European stock markets tumbled as fears returned about the state of the Spanish economy and rising political tension in the key eurozone state.

The FTSE 100 fell 91.6 to 5768.1, while the German and French markets fell further still – 1.8 per cent and 2.5 per cent respectively. Spain's Ibex index was the biggest loser of all down 3.92 per cent or 320 points to 7854, with banks Santander and Bankia leading the nosedive. Overall, eurozone markets suffered their worst session in two months.

Benoit Peloille, investment strategist at Natixis, said: "There are still very poor figures and perspectives inside the eurozone. We have a market that has clearly rebounded, and you have some room for a correction, but we think it's not more than that."

During the day, the borrowing costs of Spain soared above the highly symbolic 6 per cent market for 10-year government debt, a level seen as unsustainable by most market analysts.

This is the first time bond prices have risen above 6 per cent for Spain since the European Central Bank (ECB) pledged to be a "backstop" for short-term government debt provided strict conditions are met.

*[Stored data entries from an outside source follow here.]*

PR #977, opened 2020-10-15
2.4 PXB-2279 Xbcloud: Upload failed: backup is incomplete (#960)

rahulmalik87:
PXB-2279 Xbcloud: Upload failed: backup is incomplete (#960)

    Problem:
    When backup is a compressed backup, xbcloud "put" operation fails with an error message
    The "put" operation is successful but wrongly throws that it failed

    Analysis:
    To validate that xbcloud put operation is successful, xbcloud looks for the
    presence of ""xtrabackup_info.00000000000000000000" in the list of files
    in cloud storage. In case of compressed backup, the filename is
    "xtrabackup_info.gz.00000000000"

    Because of the extra ".gz" in the filename, it doesn't match with the expected
    name and xbcloud wrongly prints the error message.

    Fix:
    Change the check to file  "xtrabackup_info*" instead of "xtrabackup_info*"
    Look for the prefix "xtrabackup_info" without the extensions

### DIFF
--- a/storage/innobase/xtrabackup/src/xbcloud/xbcloud.cc
+++ b/storage/innobase/xtrabackup/src/xbcloud/xbcloud.cc
@@ -715,7 +715,7 @@ bool xbcloud_put(Object_store *store, const std::string &container,
     for (auto cur_file : object_list) {
       if (cur_file.size() >= last_file_size &&
 	  cur_file.substr(0, last_file_size).compare(last_file_prefix) == 0) {
-	file_found = true;
+	  file_found = true;
         break;
       }
     }
--- a/storage/innobase/xtrabackup/src/xbcloud/xbcloud.cc
+++ b/storage/innobase/xtrabackup/src/xbcloud/xbcloud.cc
@@ -705,9 +705,22 @@ bool xbcloud_put(Object_store *store, const std::string &container,
     return false;
   }
 
-  // check if xtrabackup_info, almost the last file exists in backup
-  if (std::count(object_list.begin(), object_list.end(),
-                 backup_name + "/xtrabackup_info.00000000000000000000") == 0) {
+  /* check if the xtrabackup_info.gz.00000000000 or
+  xtrabackup_info.00000000000000000000 is uploaded to cloud storage to
+  determine successful xbcloud "put" operation. */
+  bool file_found = false;
+  if (!object_list.empty()) {
+    std::string last_file_prefix = backup_name + "/xtrabackup_info";
+    auto last_file_size = last_file_prefix.size();
+    for (auto cur_file : object_list) {
+      if (cur_file.size() >= last_file_size &&
+	  cur_file.substr(0, last_file_size).compare(last_file_prefix) == 0) {
+	file_found = true;
+        break;
+      }
+    }
+  }
+  if (!file_found) {
     msg_ts("%s: Upload failed: backup is incomplete.\n", my_progname);
     return false;
   }
--- a/storage/innobase/xtrabackup/test/t/xbcloud.sh
+++ b/storage/innobase/xtrabackup/test/t/xbcloud.sh
@@ -138,6 +138,33 @@ if ! grep -q "Upload failed" $topdir/pxb-2202.log ; then
     die 'xbcloud did not exit with error on upload'
 fi
 
+#PXB-2279 Xbcloud: Upload failed: backup is incomplete
+vlog "take full backup to test compression"
+run_cmd xbcloud --defaults-file=$topdir/xbcloud.cnf delete \
+	${full_backup_name} --parallel=4
+rm -r $full_backup_dir
+xtrabackup --backup --stream=xbstream --compress --extra-lsndir=$full_backup_dir \
+	   --target-dir=$full_backup_dir | \
+    run_cmd xbcloud --defaults-file=$topdir/xbcloud.cnf put \
+	    --parallel=4 \
+	    ${full_backup_name} 2> $topdir/pxb-2279.log
+if  grep -q "Upload failed" $topdir/pxb-2279.log ; then
+    die 'xbcloud exit with error on upload'
+fi
+vlog "take full backup to test encryption"
+run_cmd xbcloud --defaults-file=$topdir/xbcloud.cnf delete \
+	${full_backup_name} --parallel=4
+rm -r $full_backup_dir
+xtrabackup --backup --stream=xbstream  --encrypt=AES256 \
+          --encrypt-key="percona_xtrabackup_is_awesome___" --extra-lsndir=$full_backup_dir \
+	   --target-dir=$full_backup_dir | \
+    run_cmd xbcloud --defaults-file=$topdir/xbcloud.cnf put \
+	    --parallel=4 \
+	    ${full_backup_name} 2> $topdir/pxb-2279.log
+if  grep -q "Upload failed" $topdir/pxb-2279.log ; then
+    die 'xbcloud exit with error on upload'
+fi
+
 # cleanup
 run_cmd xbcloud --defaults-file=$topdir/xbcloud.cnf delete \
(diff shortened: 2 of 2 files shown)


satya-bodapati (changes requested):
Please paste test results (the manual ones)
Please coordinate with @altmannmarcelo as there is a merge on-going.

rahulmalik87:
./run.sh -t t/xbcloud.sh
Detecting server version...
Running against MySQL 5.7.31-log (InnoDB 5.7.31)
Using 8 parallel workers

xbcloud                                  w1	[passed]    72
Spent 72 of 79 seconds executing testcases

{smm-12-d40aec x7 o7 xtrabackup-test}$

storage/innobase/xtrabackup/src/xbcloud/xbcloud.cc
```diff
@@ -705,9 +705,20 @@ bool xbcloud_put(Object_store *store, const std::string &container,
     return false;
   }
 
-  // check if xtrabackup_info, almost the last file exists in backup
-  if (std::count(object_list.begin(), object_list.end(),
-                 backup_name + "/xtrabackup_info.00000000000000000000") == 0) {
+  /* check if the last_file (xtrabackup_tablespaces.gz.00000000000 or
+  xtrabackup_tablespaces.00000000000000000000) is uploaded to cloud storage to
+  determine successful xbcloud "put" operation. */
+  std::string last_file_prefix = backup_name + "/xtrabackup_tablespaces";
```
altmannmarcelo: I believe there is confusion here. xtrabackup_tablespaces is not a valid file on 2.4. It's only available on 8.0 branch at storage/innobase/xtrabackup/src/space_map.cc .

storage/innobase/xtrabackup/src/xbcloud/xbcloud.cc
```diff
@@ -705,9 +705,20 @@ bool xbcloud_put(Object_store *store, const std::string &container,
...
+  bool file_found = false;
+
+  if (!object_list.empty()) {
+    auto cur_file = object_list.back();
+    auto last_file_size = last_file_prefix.size();
+    if (cur_file.size() >= last_file_size &&
+        cur_file.substr(0, last_file_size).compare(last_file_prefix) == 0)
+      file_found = true;
```
altmannmarcelo: I think we should test the upload on a per-file basis. I don't think what it's been done here can ensure you have a good backup. Here we only ensure that xtrabackup_tablespaces/xtrabackup_info has been uploaded, but what about all the other files? 
Perhaps we should at least compare the number of files on remote dst against the number of files we expect based on a runtime calculation from copy threads.

altmannmarcelo (changes requested):

storage/innobase/xtrabackup/src/xbcloud/xbcloud.cc
rahulmalik87: thank you @altmannmarcelo for pointing this out. right. this is not a valid file. 

> ./run.sh -t t/xbcloud.sh
> Using /home/rahul.malik/MySQL/build/x7/xtrabackup-test/var as test root
> Detecting server version...
> Running against MySQL 5.7.31-log (InnoDB 5.7.31)
> Using 'xtrabackup' as xtrabackup binary
> Using 8 parallel workers
> 
> ## ==============================================================================
> TEST WORKER RESULT TIME(s) or COMMENT
> # xbcloud w1 [passed] 72
> Spent 72 of 79 seconds executing testcases
> 
> SUMMARY: 1 run, 1 successful, 0 skipped, 0 failed
> 
> See results/ for detailed output
> {smm-12-d40aec x7 o7 xtrabackup-test}$

This result is wrong. Mistakely I executed the test on wrong build.

storage/innobase/xtrabackup/src/xbcloud/xbcloud.cc
rahulmalik87: xbcloud is different api. so the fix I am thinking is to parse the total number of files written by xtrabackup to xbcloud API and then verify that. for that, we also have to consider additional files written by backup based on the option provided which need some additional testing as well. 

this bug just fixes the regression where we are checking xtrabackup_info instead of xtrabackup_info.gz
IMHO we can create a separate bug and implement these changes with the best approach.

altmannmarcelo: Agree on making it right to consider compression and raise an enhancement issue to make it more reliable.

storage/innobase/xtrabackup/src/xbcloud/xbcloud.cc
satya-bodapati: What is the correct file then?

This is the reason local results cannot be trusted :cry:

satya-bodapati (changes requested):

storage/innobase/xtrabackup/src/xbcloud/xbcloud.cc
rahulmalik87: incase of 2.4 last file can be xtrabackup_info or xtrabackup_log. so instead of relying upon the last file I thinking to  iterate through list xtrabackup_info file is present

rahulmalik87:
the test is succesful with this patch. 
./run.sh -t t/xbcloud.sh
Detecting server version...
Running against MySQL 5.7.31-log (InnoDB 5.7.31)
Using 8 parallel workers

xbcloud                                  w1	[passed]    114
Spent 114 of 120 seconds executing test cases

rahulmalik87:
raised https://jira.percona.com/browse/PXB-2332

storage/innobase/xtrabackup/src/xbcloud/xbcloud.cc
```diff
@@ -705,9 +705,22 @@ bool xbcloud_put(Object_store *store, const std::string &container,
...
-  if (std::count(object_list.begin(), object_list.end(),
-                 backup_name + "/xtrabackup_info.00000000000000000000") == 0) {
+  /* check if the xtrabackup_info.gz.00000000000 or
+  xtrabackup_info.00000000000000000000 is uploaded to cloud storage to
+  determine successful xbcloud "put" operation. */
+  bool file_found = false;
+  if (!object_list.empty()) {
+    std::string last_file_prefix = backup_name + "/xtrabackup_info";
+    auto last_file_size = last_file_prefix.size();
+    for( auto cur_file : object_list) {
```
satya-bodapati:
```suggestion
    for (auto cur_file : object_list) {
```

satya-bodapati: 1. Please fix the commit message
2. Please fix description message

satya-bodapati (changes requested):

storage/innobase/xtrabackup/src/xbcloud/xbcloud.cc
```diff
@@ -705,9 +705,22 @@ bool xbcloud_put(Object_store *store, const std::string &container,
...
+  xtrabackup_info.00000000000000000000 is uploaded to cloud storage to
+  determine successful xbcloud "put" operation. */
+  bool file_found = false;
+  if (!object_list.empty()) {
+    std::string last_file_prefix = backup_name + "/xtrabackup_info";
+    auto last_file_size = last_file_prefix.size();
+    for (auto cur_file : object_list) {
+      if (cur_file.size() >= last_file_size &&
+	  cur_file.substr(0, last_file_size).compare(last_file_prefix) == 0) {
+	file_found = true;
```
satya-bodapati:
```suggestion
	  file_found = true;
```

satya-bodapati (approved):
LGTM! Please merge after fixing the space issue (sorry, my eyes caught it only now)

altmannmarcelo (approved):
After fixing last @satya-bodapati 's comment. LGTM

PR #978, opened 2020-10-16
2.4 Fixed PXB-2275 (PXB crashes during backup if an encrypted table is cr…

altmannmarcelo:
…eated)

https://jira.percona.com/browse/PXB-2275
TDE encryption happens in the phases:
1) Encryption flag is written to page0 synchronously
2) Encryption information is written on page0 in memory(buffer pool) and
generates a redo log of type MLOG_WRITE_STRING.

PXB accepts taking a backup if we have a case where tablespace has
encryption flag set but is still missing the encryption information.
It tries to validate if the encryption key having the same tablespace ID
has already been parsed from redo logs by accessing
recv_sys->encryption_list. If it cannot find the key it move forward
anyway on the assumption that the key will eventually be parsed via
redo log follow thread.

Problems:
1) We are trying to iterate through recv_sys->encryption_list assuming
it has already been populated, however, it can still be a NULL pointer.
2) The is no guarantee that said redo log will be parsed and and in an
edge case we may finish the backup before the redo event has been parsed
causing the backup to be incomplete.

Fixes:
1) Validate recv_sys->encryption_list before trying to iterate through.
2) Create a vector to store tablespace IDs that have a missing key when
we first attempted to open it. At the end of the backup, after we have
already stopped redo follow thread (we won't receive any new redo log
event) we test the list of saved tablespace IDs to validate if the
encryption key has been read via redo log during the backup. In case we
find any missing key, we abort the backup as it means we won't be able
to decrypt this table.

### DIFF
--- a/storage/innobase/fsp/fsp0file.cc
+++ b/storage/innobase/fsp/fsp0file.cc
@@ -664,17 +664,19 @@ Datafile::validate_first_page(lsn_t*	flush_lsn,
 
                         if (srv_backup_mode) {
 				mutex_enter(&recv_sys->mutex);
-				encryption_list_t::iterator	it;
-				for (it = recv_sys->encryption_list->begin();
-				     it != recv_sys->encryption_list->end();
-				     it++) {
-					if (it->space_id == m_space_id) {
-						memcpy(m_encryption_key,
-						       it->key,
-						       ENCRYPTION_KEY_LEN);
-						memcpy(m_encryption_iv, it->iv,
-						       ENCRYPTION_KEY_LEN);
-						found = true;
+				if (recv_sys->encryption_list != NULL) {
+					encryption_list_t::iterator	it;
+					for (it = recv_sys->encryption_list->begin();
+					     it != recv_sys->encryption_list->end();
+					     it++) {
+						if (it->space_id == m_space_id) {
+							memcpy(m_encryption_key,
+							       it->key,
+							       ENCRYPTION_KEY_LEN);
+							memcpy(m_encryption_iv, it->iv,
+							       ENCRYPTION_KEY_LEN);
+							found = true;
+						}
 					}
 				}
 				mutex_exit(&recv_sys->mutex);
@@ -687,7 +689,11 @@ Datafile::validate_first_page(lsn_t*	flush_lsn,
 				ut_free(m_encryption_iv);
 				m_encryption_key = NULL;
 				m_encryption_iv = NULL;
-				return(DB_CORRUPTION);
+				ib::info() << "Failed to decrypt table " << m_filepath << " with space"
+					<< " id " << m_space_id << ". Will check if encrytion key has been"
+					<< " parsed at the end of backup.";
+				invalid_encrypted_tablespace_ids.push_back(m_space_id);
+				return(DB_PAGE_IS_BLANK);
                         }
 
 		}
--- a/storage/innobase/include/xb0xb.h
+++ b/storage/innobase/include/xb0xb.h
@@ -38,6 +38,7 @@ extern my_bool opt_lock_ddl_per_table;
 
 extern bool use_dumped_tablespace_keys;
 
+extern std::vector<ulint> invalid_encrypted_tablespace_ids;
 /******************************************************************************
 Callback used in buf_page_io_complete() to detect compacted pages.
 @return TRUE if the page is marked as compacted, FALSE otherwise. */
--- a/storage/innobase/xtrabackup/src/xtrabackup.cc
+++ b/storage/innobase/xtrabackup/src/xtrabackup.cc
@@ -461,6 +461,8 @@ char *opt_server_public_key = NULL;
 static void
 check_all_privileges();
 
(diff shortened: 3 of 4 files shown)


altmannmarcelo:
https://pxb.cd.percona.com/job/percona-xtrabackup-2.4-param-medium/122/

both failures are not related to this PR:
 - t/pxb-1936.sh - False positive. Re-ran passed - https://pxb.cd.percona.com/job/percona-xtrabackup-2.4-param-medium/123/BUILD_TYPE=release,Host=asan,xtrabackuptarget=xtradb57/console
 - t/bug1250375.sh - 
```
2020-10-23 17:14:43: run.sh: Server with id=1 has been started on port 28167, socket /tmp/xbtemp.XB7xd2/mysql.sock.9V60lp
ERROR 1213 (40001) at line 1: Deadlock found when trying to get lock; try restarting transaction
```
Error was even before xtrabackup - at run.sh setup phase.

storage/innobase/fsp/fsp0file.cc
```diff
@@ -664,17 +664,19 @@ Datafile::validate_first_page(lsn_t*	flush_lsn,
...
-						       it->key,
-						       ENCRYPTION_KEY_LEN);
-						memcpy(m_encryption_iv, it->iv,
-						       ENCRYPTION_KEY_LEN);
-						found = true;
+				if (recv_sys->encryption_list != NULL) {
+					encryption_list_t::iterator	it;
+					for (it = recv_sys->encryption_list->begin();
+					     it != recv_sys->encryption_list->end();
+					     it++) {
```
satya-bodapati, line 671: c++11 style can be used here?

storage/innobase/fsp/fsp0file.cc
```diff
@@ -687,7 +689,7 @@ Datafile::validate_first_page(lsn_t*	flush_lsn,
 				ut_free(m_encryption_iv);
 				m_encryption_key = NULL;
 				m_encryption_iv = NULL;
-				return(DB_CORRUPTION);
+				return(DB_IO_DECRYPT_FAIL);
```
satya-bodapati: I feel it is better to add to invalid encrypted table list here.

satya-bodapati (changes requested):
Looks good. minor suggestions

storage/innobase/fsp/fsp0file.cc
altmannmarcelo: I wasn´t sure if it was ok to add a new return type. Shall I use same as 8.0 https://github.com/percona/percona-xtrabackup/blob/8.0/storage/innobase/fsp/fsp0file.cc#L703 here ?

storage/innobase/fsp/fsp0file.cc
altmannmarcelo: You mean
```
for (auto &recv_key : *recv_sys->encryption_list) 
```

I don't think 5.7 accepts it. Will check

satya-bodapati: oh right, I forgot..  please use this only in 8.0

storage/innobase/fsp/fsp0file.cc
satya-bodapati: no need to change return type. Just add to vector here.

altmannmarcelo: Yes, makes (wayyy more)  sense. Will fix

satya-bodapati: but the caller would abort I guess. So maybe you are right :laughing:

altmannmarcelo: We can return DB_PAGE_IS_BLANK which will make it continue to operate if we are in the backup phase, and validate_missing_encryption_tablespaces will ensure that we have parsed proper encryption information by the end of backup.

storage/innobase/xtrabackup/test/t/innodb_keyring_file_PXB_2275.sh
```diff
@@ -0,0 +1,111 @@
+. inc/common.sh
+. inc/keyring_file.sh
+
+if ! $XB_BIN --help 2>&1 | grep -q debug-sync; then
+    skip_test "Requires --debug-sync support"
```
satya-bodapati: Please use smaller case letters for filename.
Also innodb is redundant imo.. how about keyring_pxb_2275.sh

storage/innobase/fsp/fsp0file.cc
satya-bodapati: and we really have an all-zero page right (except page_id)? in that case, DB_PAGE_IS_BLANK makes sense

altmannmarcelo: Correct, the flags that are written syncronously are set (page_id, encryption flag, ...), and the ones that are written async (encryption data, ...) are empty. DB_PAGE_IS_BLANK will indeed make it clear.

satya-bodapati: Cool! :+1:

satya-bodapati (approved):

PR #988, opened 2020-10-27
8.0 Fixed PXB-2275 (PXB crashes during backup if an encrypted table is cr…

altmannmarcelo:
…eated)

https://jira.percona.com/browse/PXB-2275
TDE encryption happens in the phases:

Encryption flag is written to page0 synchronously
Encryption information is written on page0 in memory(buffer pool) and
generates a redo log of type MLOG_WRITE_STRING.
PXB accepts taking a backup if we have a case where tablespace has
encryption flag set but is still missing the encryption information.
It tries to validate if the encryption key having the same tablespace ID
has already been parsed from redo logs by accessing
recv_sys->encryption_list. If it cannot find the key it move forward
anyway on the assumption that the key will eventually be parsed via
redo log follow thread.

Problems:

We are trying to iterate through recv_sys->encryption_list assuming
it has already been populated, however, it can still be a NULL pointer.
The is no guarantee that said redo log will be parsed and and in an
edge case we may finish the backup before the redo event has been parsed
causing the backup to be incomplete.
Fixes:

Validate recv_sys->encryption_list before trying to iterate through.
Create a vector to store tablespace IDs that have a missing key when
we first attempted to open it. At the end of the backup, after we have
already stopped redo follow thread (we won't receive any new redo log
event) we test the list of saved tablespace IDs to validate if the
encryption key has been read via redo log during the backup. In case we
find any missing key, we abort the backup as it means we won't be able
to decrypt this table.

### DIFF
--- a/storage/innobase/fsp/fsp0file.cc
+++ b/storage/innobase/fsp/fsp0file.cc
@@ -683,11 +683,13 @@ dberr_t Datafile::validate_first_page(space_id_t space_id, lsn_t *flush_lsn,
 
       if (srv_backup_mode) {
         mutex_enter(&recv_sys->mutex);
-        for (const auto &recv_key : *recv_sys->keys) {
-          if (recv_key.space_id == m_space_id) {
-            memcpy(m_encryption_key, recv_key.ptr, Encryption::KEY_LEN);
-            memcpy(m_encryption_iv, recv_key.iv, Encryption::KEY_LEN);
-            found = true;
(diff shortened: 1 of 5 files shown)


altmannmarcelo:
https://pxb.cd.percona.com/view/PXB%208.0/job/percona-xtrabackup-8.0-param-medium/318/

satya-bodapati (approved):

Markets were reacting to the Bank of Spain warning that the Spanish economy was shrinking at a "significant rate" during the third quarter of the year.

This is ahead of an emergency budget to be unveiled on Thursday by the Spanish government as it desperately looks to reassure markets that it is serious about cutting its deficit.

Investors are already jittery about the likely results of the latest stress test of Spanish banks to be released on Friday, with some observers reckoning that more cash may be needed to bail out the country's financial sector than the £80bn already pledged by eurozone finance ministers in June.

Spain also faces calls for independence and snap elections in the Catalonia region. "It can only be a matter of time before Spain is forced into a bailout request," said Michael Hewson, senior analyst at CMC Markets trading group said.

It wasn't just stock markets taking a tumble, the euro fell to a two-week low against the dollar, down 0.35% at $1.2858, having earlier hit $1.2848.